START GIVEN DATA
PR #1842, opened 2025-12-28
Improve page cache filename handling

### LINKED ISSUE #1826: rss filename generated for caching is too long for the filesystem
As discussed on IRC: my rss client reports that the rss lobste.rs feed broke 4 days ago. When I try the url with my browser, it returns a 500 Internal Server Error.
The URL has a lot of tags (30+). @pushcx said

> problem is the filename generated for caching is too long for the filesystem

Thanks!

caius:
## What?

- [x] Added specs for `ActionController::Caching::Pages::PageCache#cache_file` monkeypatches
- [x] Fix bug appending ".html" to non-HTML filenames in caching
- [x] Handle generated filename being > 255 characters long by rescuing write error

## Why?

Hopefully fixes #1826.

Prepend a module defining a `write` method that catches `Errno::ENAMETOOLONG` into the `PageCache` class. Calls the original code, but wraps it in a rescue block for this error.

### DIFF
--- a/config/initializers/page_caching_monkeypatch.rb
+++ b/config/initializers/page_caching_monkeypatch.rb
@@ -12,12 +12,28 @@
 # report or contribute a fix upstream.
 #
 # We only cache HTML pages, so this monkeypatch forces the '.html' extension.
+#
+# We also catch an error when caching files if the computed filename on disk is too long, due to the
+# filesystem used in production only supporting 254 character names.
 
 require "actionpack/page_caching"
 
 ActiveSupport.on_load(:action_controller) do
   module ActionController::Caching::Pages # standard:disable Lint/ConstantDefinitionInBlock
     class PageCache
+      module WritePatch
+        # Override: refuse to cache paths with long filenames
+        def write(...)
+          super
+        rescue Errno::ENAMETOOLONG => e
+          # #1826 - Handle write errors from filenames being longer than 255 bytes
+          Rails.logger.info "Failed to cache page #{e.inspect}"
+          nil
+        end
+      end
+
+      prepend WritePatch
+
       def cache_file(path, extension)
         name = if path.empty? || path =~ %r{\A/+\z}
           "/index"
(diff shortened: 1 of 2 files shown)


caius:
@pushcx just occurred to me writing the PR description, what serves these files from cache? Are they pulled from nginx without any ruby/rails in the mix in which case this will just break caching for those paths (as nginx doesn't know to look for the sha256 digest path on disk).

caius:
I know it's the old infrastructure, but it might give a hint as to what we have configured now. https://github.com/lobsters/lobsters-ansible/blob/master/roles/nginx/files/production/nginx/sites-available/lobste.rs#L107-L118 suggests we take the URL and read directly from disk for it, which means this PR is pointless (or rather, I should split out the tests and fix for the `.html` extension from it)

pushcx:
I replaced Ansible with Hatchbox, and that replaced nginx with Caddy. Very similar serving, though: https://github.com/lobsters/lobsters/blob/f1c190485df3d6f3c5e3dcd09d9350759d6a3839/hatchbox/Caddyfile.pre#L17-L30

There's no Rails involved in serving from the cache, that's why it's fast enough to stand up to scapers. So yeah, this will break.

Maybe the approach should be to figure out how to cleanly skip trying to write the cache if the filename is too long?

caius:
> Maybe the approach should be to figure out how to cleanly skip trying to write the cache if the filename is too long?

Thought about this some more and aside from trying to wrangle Caddy into searching a second computed path once its too long, preventing the write to the cache is probably the sensible option here for now.

caius:
Updated this so we patch the `write` method instead, and tested it through the `cache` method as that's public interface.

We just call the original code and then catch the `Errno::ENAMETOOLONG` error, doing nothing in that case. Should be enough to stop the 500s and doesn't write anything to the filesystem so we'll just carry on un-cached.

pushcx:
Looks like a safe approach, and thanks for the clear comments and tests. Always good to have plenty of explanation available when we're monkeypatching!

PR #1843, opened 2025-12-29
Set Dockerfile's Ruby version Manually

ChaelCodes:
# Description

Docker is great for occasional contributors who might drop in and out and need a reliable, easy setup, but it's often skipped by maintainers and regular contributors in favor of a local dev environment. It's difficult to keep a Dockerfile and .ruby-version file in sync if you're not using the docker environment. This PR adds a GitHub Action to ensure that both versions stay the same.

Also, we need to set a hard-coded ruby version, because the current option does not behave unless you call `make docker-serve` to set the RUBY_VERSION first which isn't going to be an option when we're using devcontainers (especially not in codespaces).

# Implementation

This PR sets the Dockerfile image to the `ruby:3.4.7` image instead of calculating it on the fly, and removes arguments that were added to support that.

This PR adds a new GitHub Action that only runs when there's a PR or push that changes `Dockerfile.dev` or `.ruby-version`. It uses grep to check if the `.ruby-version` and ruby image version in the Dockerfile match.

Here's an [example PR](https://github.com/ChaelCodes/lobsters/pull/4) demonstrating what this would look like.

[Unrelated PRs](https://github.com/ChaelCodes/lobsters/pull/5) do not trigger the workflow.

# Screenshots

## Passing Workflow
Screenshot 2025-12-29 at 1 59 23 PM

## Failing workflow
Screenshot 2025-12-29 at 2 26 37 PM

## Unrelated PR
Screenshot 2025-12-29 at 2 36 11 PM

### DIFF
--- a/.github/workflows/check-docker-ruby-version.yml
+++ b/.github/workflows/check-docker-ruby-version.yml
@@ -1,0 +1,22 @@
+name: "Check Dockerfile Ruby version"
+
+on:
+  # Catch if a mismatched version is pushed to the main branch
+  push:
+    branches: [main]
+    paths: 
+      - .ruby-version
+      - Dockerfile.dev
+  # Check PRs that modify .ruby-version or Dockerfile.dev
+  pull_request:
+    paths: 
+      - .ruby-version
+      - Dockerfile.dev
+
+jobs:
+  check-ruby-version:
+    runs-on: ubuntu-latest
+    steps:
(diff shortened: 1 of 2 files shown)


pushcx:
Thank you for protecting the codebase from me with this. Caius just opened #1838 for a version bump, so I'm going to get this merged down so we can see it work right away.

PR #1844, opened 2026-01-02
Add "aria-label" for "merged" icon, and "description present" icon.

fedemp:

### DIFF
--- a/app/assets/stylesheets/application.css
+++ b/app/assets/stylesheets/application.css
@@ -609,11 +609,10 @@ li .domain {
 }
 
 .merge {
-	background: url(merge.svg) no-repeat;
+	background: url(merge.svg) no-repeat center left;
 	padding-left: 0.6875lh;
-	min-height: 1lh;
 	display: inline-block;
-	vertical-align: bottom;
+	color: var(--color-fg-contrast-4-5);
 }
 
 li input.comment_folder_button {


app/views/stories/_singledetail.html.erb
```diff
@@ -146,11 +146,11 @@ classes = [
 
   <% if merged_stories.count > 1 %>
     <div class="details byline">
-      <span class="merge"></span><%= merged_stories.count %> merged
+      <span class="merge"><%= merged_stories.count %> merged</span>
```
pushcx, line 149: Why not add the aria label to this one as well?

app/views/stories/_listdetail.html.erb
```diff
@@ -31,13 +31,16 @@ class="story <%= story.current_upvoted? ? "upvoted" : "" %>
       <% end %>
     </span>
     <% if story.stories_count > 0 %>
-      <span class="merge"></span><%= story.stories_count + 1 %>
+      <span class="merge" aria-label="<%= story.stories_count + 1 %> stories merged"><%= story.stories_count + 1 %></span>
```
pushcx, line 34: This isn't redundant, to have the same info in the `aria-label` as the tag body?

app/assets/stylesheets/application.css
```diff
@@ -606,10 +610,10 @@ li .domain {
 
 .merge {
 	background: url(merge.svg) no-repeat;
-	width: 0.6875lh;
-	height: 1lh;
+	padding-left: 0.6875lh;
+	min-height: 1lh;
 	display: inline-block;
-	vertical-align: middle;
+	vertical-align: bottom;
```
pushcx: I think this is the default and you could remove the line?

Could you include a before and after screenshot of the visual changes here?

pushcx (commented):
Thanks for continuing to make these improvements. I have a couple questions to make sure I understand how this'll work.

app/views/stories/_singledetail.html.erb
fedemp: I know it will read different than the one at the front page. I can add it if you prefer the section to read the same in both places. It will read "n merged" though, the "stories" word can be assumed. :)

app/views/stories/_listdetail.html.erb
fedemp: But the body of the `span` only reads a number; the `aria-label` will read "N stories merged".

pushcx: Thank you, I didn't catch that detail. I use the side-by-side diff and it makes reading longer/indented lines harder.

app/assets/stylesheets/application.css
fedemp: Actually the default is `baseline` :nerd_face: 

I added a new commit so the icon will look more centered. You'll have to squash my two commits cause jj didn't allow me modify the first one.

About the screenshots:

image

----

image

----

image

pushcx:
Thanks for this improvement. And fingers crossed we get a jj-native code forge this year. :D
END GIVEN DATA
THE PROBLEM:
Find the word "modify" in the material, then list each line that holds it.

OUTPUT OF THE EXERCISE:
+  # Check PRs that modify .ruby-version or Dockerfile.dev
I added a new commit so the icon will look more centered. You'll have to squash my two commits cause jj didn't allow me modify the first one.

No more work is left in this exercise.